One Loop Does Not Fit All


S. Pantella and S. Idreos, “One Loop Does Not Fit All,” in Proceedings of the ACM SIGMOD International Conference on Management of Data, Melbourne, Australia, 2015.
Just-In-Time (JIT) compilation increasingly becomes a key technology for modern database systems. It allows the creation of code on-the-fly to perfectly match an active query. In the past, it has been argued that a query should be compiled to a single loop that performs all query actions, for example, all selects over all relevant columns. On the other hand, vectorization – a common feature in modern data systems – allows for better results by evaluating the query predicates sequentially in different tight for-loops.

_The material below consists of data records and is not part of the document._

PR #478, opened 2026-09-18
feat(root): support no-clobber moves without native addon

steipete:
OpenClaw's npm recovery path installs with [`--omit=optional`](https://github.com/openclaw/openclaw/blob/3c4c111b0f71d00f7f94a9f31d5030436370aa4f/src/infra/update-global.ts#L1409), but its [outgoing-media spool](https://github.com/openclaw/openclaw/blob/3c4c111b0f71d00f7f94a9f31d5030436370aa4f/src/infra/outbound/delivery-queue-media-spool.ts#L132), [migration source claims](https://github.com/openclaw/openclaw/blob/3c4c111b0f71d00f7f94a9f31d5030436370aa4f/src/infra/state-migrations.source-snapshot.ts#L107), and [plugin-tree repair snapshots](https://github.com/openclaw/openclaw/blob/3c4c111b0f71d00f7f94a9f31d5030436370aa4f/src/infra/update-candidate-plugin-tree.ts#L574) use no-clobber `Root.move()`. Without the optional addon those required moves currently fail with `helper-unavailable`.

Allow `Root.move()` in `auto` and `off` to use a true platform no-replace rename command when a native capability is missing before admission. Linux uses isolated Python standard-library ctypes with retained descriptors; macOS uses the built-in JXA host with retained parent descriptors; Windows uses fixed readable package assets with retained metadata handles. Normal Windows script policy and endpoint protection remain in force. Native dispatch remains preferred and unchanged, strict `require` rejects missing capabilities, and native errors never trigger a command retry. Standalone publication and retained-directory staging keep their current native requirements.

Snapshot merged Root.move mutation policy before asynchronous admission, and retain live authority callbacks at dispatch. The portable owner retains Root confinement, source identity, parent custody, and post-operation checks. Portable receipts distinguish explicit pre-dispatch rejection from an indeterminate outcome and a confirmed rename. Every ordinary errno/NTSTATUS after dispatch, including collisions, remains indeterminate; no hardlink/copy/source-removal emulation or cleanup of uncertain state is introduced. A one-time warning explains command startup and best-effort name-swap limits.

Validation against base `59f297b1` and the frozen candidate:

- Fresh 0.15.0 Darwin native build, 285 focused tests, package/API smoke, docs examples, file-size/boundary lint, and whitespace checks passed.
- Linux x64/glibc: Node 22.23.2 and 24.21.0 each passed 313 focused tests (5 expected platform skips). Fresh `--omit=optional --ignore-scripts` installed consumers passed 284 public filesystem cases in total across both runtimes on real ext4 and FAT32, including separately labelled native controls. Main reproduces the missing-helper failure before the fix.
- Windows: the unchanged bridge passed 9 case-sensitivity cases on each Node version, covering exact root/parent/leaf identities and case-distinct targets in `off`, missing-addon `auto`, and native `require`, plus ordinary case-insensitive alternate-spelling controls. This agrees with [Microsoft's per-directory case-sensitivity contract](https://devblogs.microsoft.com/commandline/per-directory-case-sensitivity-and-wsl/).
- Before main integration, the complete check passed 13,708 tests (583 skipped) on `46efdfda`; current-base validation is the focused/package proof above.

The broader Windows Root.move suite is still pending. Linux proof covers x64/glibc with installed Python3; other Linux architectures have UAPI/selection tests but no hardware proof here. Native comparison results are recorded individually and do not claim identical behavior for arbitrary callback mutations.


steipete:
Closing in favor of the matching-prebuild installer repair merged in https://github.com/openclaw/openclaw/pull/152349.

The concrete OpenClaw failure was its npm recovery path omitting optional dependencies, which could leave the matching fs-safe addon absent. The installer repair checks the addon and restores the exact platform/version package when it is missing. Existing proof covers the real published updater with an explicit missing-prebuild fault, Node 22/24 lifecycle paths, macOS package-manager shims, and Windows lifecycle/deferred-install paths. The restored addon successfully performed native operations, including no-clobber moves and collision preservation in the Linux updater proof.

I also rechecked the actual npm tarballs for all seven native targets at both 0.13.1 (used by published OpenClaw) and 0.15.0 (current fs-safe): all 14 packages are available, have verified registry integrity, correct OS/CPU/libc metadata and binary architecture, and contain the N-API registration symbol. This artifact check is separate from runtime proof and is not a guarantee for unsupported architectures, explicitly disabled native mode, corrupt installations, or loader restrictions.

Release status matters: OpenClaw 2026.9.5 on npm still contains the old installer and does not contain the repair helper. The fix is merged on main and needs to ship in the next OpenClaw release. This closure does not claim that existing released installations have already received that repair.

This PR's Python/JXA/PowerShell route would establish a separate capability for intentionally addon-free no-clobber moves; we are choosing the native-prebuild installation strategy for the reported problem. The independent Root.move mutation-policy fix already landed in #479. The additional Linux O_PATH ABI coverage can be extracted separately if support beyond the published native targets is wanted.

PR #507, opened 2026-09-19
perf(archive): accelerate bounded ZIP end-record scans

steipete:
## What Problem This Solves

ZIP admission scans every byte of the bounded 65 KiB end-record window in JavaScript, even for ordinary archives with a single end record.

## User Impact

Reduce CPU work when loading, extracting, or reading ZIP archives while preserving all framing, comment-length, ambiguity, and byte-bound checks.

Follow-up commits relocate the unchanged release note, synchronize current main for required checks, and give two slow Windows I/O test fixtures bounded 30-second deadlines. The ZIP optimization and its benchmark harness are unchanged; fixture payload sizes, all assertions, and non-Windows deadlines are preserved.

## Why This Change Was Made

Use native buffer signature search for sparse end records. After 16 candidate signatures, use the original bounded byte scan so dense attacker-controlled payloads and comments retain predictable cost. Public APIs, errors, and defaults are unchanged.

## Evidence

Measured baseline: `6953a1d85a92160f036b9ce9cfd5c8f096f92cbe`; candidate runtime: `dbf25fb606235ca3e12526248b0986f669685322`.

- Focused ZIP admission and metadata suites: 108 passed, 60 platform/native skips.
- Added coverage for empty and maximum comments, truncation, short input, dense false signatures, and ambiguous end records.
- Isolated Codex review through P2: no actionable findings; `git diff --check` passes.
Paired Node 24.21 macOS arm64 public-loader benchmarks used native mode `off`, ABBA then BAAB order, nine samples per run, and 36 pooled samples per version. Ordinary cohorts use 300 calls/sample; 512-entry cohorts use the same harness divisor for both versions. Reports share one harness hash and exactly two distribution hashes.

| Complete public loader workload | Baseline → candidate (µs/call) | Speedup |
| --- | ---: | ---: |
| 64 KiB stored payload | 164.46 → 65.12 | 2.53× |
| Maximum-length comment | 276.95 → 175.42 | 1.58× |
| Dense false signatures | 182.42 → 184.53 | 1.16% slower |

All 13 rows completed successfully. The tiny ZIP control moved by +0.63 µs with overlapping spread; 512-entry rows improved by 1.7–5.8%, too small for a broad scaling claim. The capped search avoids the substantial dense-marker regression seen with uncapped native search.

Complete local `pnpm check` passed again after synchronization with current main on Node 24.21: 543 test files passed (10,957 tests), with 41 files/3,524 tests skipped for unavailable platforms or native bindings. Lint, build, WASM allocator proof, documentation examples, and installed-package checks also passed.

The first Windows Node 24 CI attempt timed out in an unchanged 17 MiB descriptor-copy test; that exact job passed when retried with identical source and settings.

A later Windows Node 22 run timed out at 5.229 seconds in the unchanged multi-operation Root-defaults scenario. That case and the earlier large-copy case now use bounded 30-second Windows-only test deadlines, matching existing large-I/O proof fixtures. Both focused suites passed and the full local gate passed again.


steipete:
Follow-up on the late Node 26 question raised by the historical #388 results: the reported 8–20% many-entry regression did not reproduce with the current parent/candidate on a separate ARM64 Mac.

Compared baseline `fe15b87925ade96af6bba249409d86e2ebef5cb1` with merged candidate `13dd9e7a4d58594cba4c200ca9f524ee39b2ae84` using Node 26.8.2 on macOS ARM64, Apple M4 Pro, native mode `off`, and identical JSZip 3.10.2 dependencies. Every built JavaScript file matched except `archive-zip-directory.js`. Artifact and dependency hashes were verified before and after execution.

In this paper, we study JIT compilation for modern in- memory column-stores in detail and we show that, contrary to the common belief that vectorization outweighs the benefits of having one loop, there are cases in which creating a single loop is actually the optimal solution. In fact, deciding between multiple or a single loop is not a static decision; instead, it depends on (per column) query selectivity. We perform our experiments on a modern column-store prototype that supports vectorization and we show that, depending on selectivity, a different code layout is optimal. When a select operator is implemented with a no-branch design, for low selectivity creating multiple loops performs better than a single loop. A single tight loop performs better otherwise.